Stored entries
● ● ● ● ●
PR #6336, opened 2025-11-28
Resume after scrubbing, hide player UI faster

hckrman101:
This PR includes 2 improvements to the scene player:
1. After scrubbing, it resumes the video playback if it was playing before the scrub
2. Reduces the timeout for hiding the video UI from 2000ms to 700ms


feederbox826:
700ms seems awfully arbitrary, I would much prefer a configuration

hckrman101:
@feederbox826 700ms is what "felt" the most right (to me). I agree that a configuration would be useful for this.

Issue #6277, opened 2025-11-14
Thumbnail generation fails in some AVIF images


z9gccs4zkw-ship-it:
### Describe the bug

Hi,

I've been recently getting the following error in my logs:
● ● ● ● ●
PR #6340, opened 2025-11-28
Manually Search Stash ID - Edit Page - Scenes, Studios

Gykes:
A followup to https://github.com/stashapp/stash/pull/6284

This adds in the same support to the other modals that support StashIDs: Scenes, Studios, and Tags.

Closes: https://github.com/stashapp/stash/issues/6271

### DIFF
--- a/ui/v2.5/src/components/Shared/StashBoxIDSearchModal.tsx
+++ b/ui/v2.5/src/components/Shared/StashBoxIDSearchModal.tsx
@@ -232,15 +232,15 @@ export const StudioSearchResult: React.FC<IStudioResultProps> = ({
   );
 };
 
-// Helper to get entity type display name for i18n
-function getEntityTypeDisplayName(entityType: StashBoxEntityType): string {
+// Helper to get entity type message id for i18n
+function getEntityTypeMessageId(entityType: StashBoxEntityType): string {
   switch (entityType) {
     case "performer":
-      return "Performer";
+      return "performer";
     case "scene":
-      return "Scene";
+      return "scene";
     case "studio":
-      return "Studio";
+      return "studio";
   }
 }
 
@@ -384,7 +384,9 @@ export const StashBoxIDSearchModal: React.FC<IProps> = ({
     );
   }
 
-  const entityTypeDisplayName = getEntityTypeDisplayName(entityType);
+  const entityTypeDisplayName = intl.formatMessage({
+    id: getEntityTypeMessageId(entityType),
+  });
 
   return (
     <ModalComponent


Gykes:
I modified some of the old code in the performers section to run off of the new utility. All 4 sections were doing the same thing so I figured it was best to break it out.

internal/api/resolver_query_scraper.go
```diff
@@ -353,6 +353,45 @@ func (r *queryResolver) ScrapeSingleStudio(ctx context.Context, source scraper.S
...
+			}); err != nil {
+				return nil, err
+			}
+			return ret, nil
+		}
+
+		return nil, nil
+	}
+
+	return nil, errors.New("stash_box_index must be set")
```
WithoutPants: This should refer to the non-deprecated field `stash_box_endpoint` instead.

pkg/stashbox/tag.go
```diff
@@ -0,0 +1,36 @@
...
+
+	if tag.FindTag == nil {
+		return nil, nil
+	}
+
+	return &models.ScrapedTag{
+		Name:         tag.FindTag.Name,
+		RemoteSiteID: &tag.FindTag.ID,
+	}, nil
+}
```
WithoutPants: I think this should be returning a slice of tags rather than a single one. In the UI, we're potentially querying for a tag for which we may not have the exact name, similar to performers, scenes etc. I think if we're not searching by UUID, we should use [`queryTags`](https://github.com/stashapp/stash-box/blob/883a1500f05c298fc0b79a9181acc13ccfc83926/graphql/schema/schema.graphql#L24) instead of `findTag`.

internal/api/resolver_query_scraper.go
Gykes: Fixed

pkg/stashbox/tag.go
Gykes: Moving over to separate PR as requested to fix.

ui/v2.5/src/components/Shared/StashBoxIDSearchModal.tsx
● ● ● ● ●
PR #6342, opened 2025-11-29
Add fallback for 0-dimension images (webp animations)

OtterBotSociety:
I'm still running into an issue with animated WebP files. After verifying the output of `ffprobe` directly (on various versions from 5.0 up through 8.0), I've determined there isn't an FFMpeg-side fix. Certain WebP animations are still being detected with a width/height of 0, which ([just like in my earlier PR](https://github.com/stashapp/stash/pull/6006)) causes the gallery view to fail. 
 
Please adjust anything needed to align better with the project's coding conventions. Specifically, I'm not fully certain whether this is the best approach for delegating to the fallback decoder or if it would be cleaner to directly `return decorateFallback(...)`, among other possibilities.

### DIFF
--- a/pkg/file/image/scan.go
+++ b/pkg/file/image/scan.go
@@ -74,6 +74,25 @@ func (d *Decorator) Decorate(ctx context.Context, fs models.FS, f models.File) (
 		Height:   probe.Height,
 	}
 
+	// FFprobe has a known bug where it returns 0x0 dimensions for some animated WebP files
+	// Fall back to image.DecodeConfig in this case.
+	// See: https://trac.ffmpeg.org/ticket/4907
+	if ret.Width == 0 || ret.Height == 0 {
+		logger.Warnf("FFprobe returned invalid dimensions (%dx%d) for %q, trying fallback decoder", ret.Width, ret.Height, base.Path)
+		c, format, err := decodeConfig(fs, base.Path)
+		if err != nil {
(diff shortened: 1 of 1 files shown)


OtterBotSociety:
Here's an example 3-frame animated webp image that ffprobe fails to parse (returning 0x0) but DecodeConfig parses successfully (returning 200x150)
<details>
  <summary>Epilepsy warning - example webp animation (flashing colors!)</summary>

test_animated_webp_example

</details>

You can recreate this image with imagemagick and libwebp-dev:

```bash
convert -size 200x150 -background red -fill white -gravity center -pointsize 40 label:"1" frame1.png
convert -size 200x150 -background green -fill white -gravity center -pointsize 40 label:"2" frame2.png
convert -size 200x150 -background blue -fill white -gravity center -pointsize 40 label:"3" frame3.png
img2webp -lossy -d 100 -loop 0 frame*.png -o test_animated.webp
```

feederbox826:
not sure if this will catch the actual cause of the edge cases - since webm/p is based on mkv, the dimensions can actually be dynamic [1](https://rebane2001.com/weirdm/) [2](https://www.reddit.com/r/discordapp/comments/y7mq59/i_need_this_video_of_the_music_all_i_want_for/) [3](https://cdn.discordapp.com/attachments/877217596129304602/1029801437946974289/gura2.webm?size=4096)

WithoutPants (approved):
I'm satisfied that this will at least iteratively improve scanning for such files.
● ● ● ● ●
- **WORK ITEM**: One stretch of the lines above is wanted, from the line that contains "PR #6336, opened 2025-11-28" through the line that contains "I've been recently". Output it exactly.

- **RESULT BELOW**:
PR #6336, opened 2025-11-28
Resume after scrubbing, hide player UI faster

hckrman101:
This PR includes 2 improvements to the scene player:
1. After scrubbing, it resumes the video playback if it was playing before the scrub
2. Reduces the timeout for hiding the video UI from 2000ms to 700ms


feederbox826:
700ms seems awfully arbitrary, I would much prefer a configuration

hckrman101:
@feederbox826 700ms is what "felt" the most right (to me). I agree that a configuration would be useful for this.

Issue #6277, opened 2025-11-14
Thumbnail generation fails in some AVIF images


z9gccs4zkw-ship-it:
### Describe the bug

Hi,

I've been recently getting the following error in my logs:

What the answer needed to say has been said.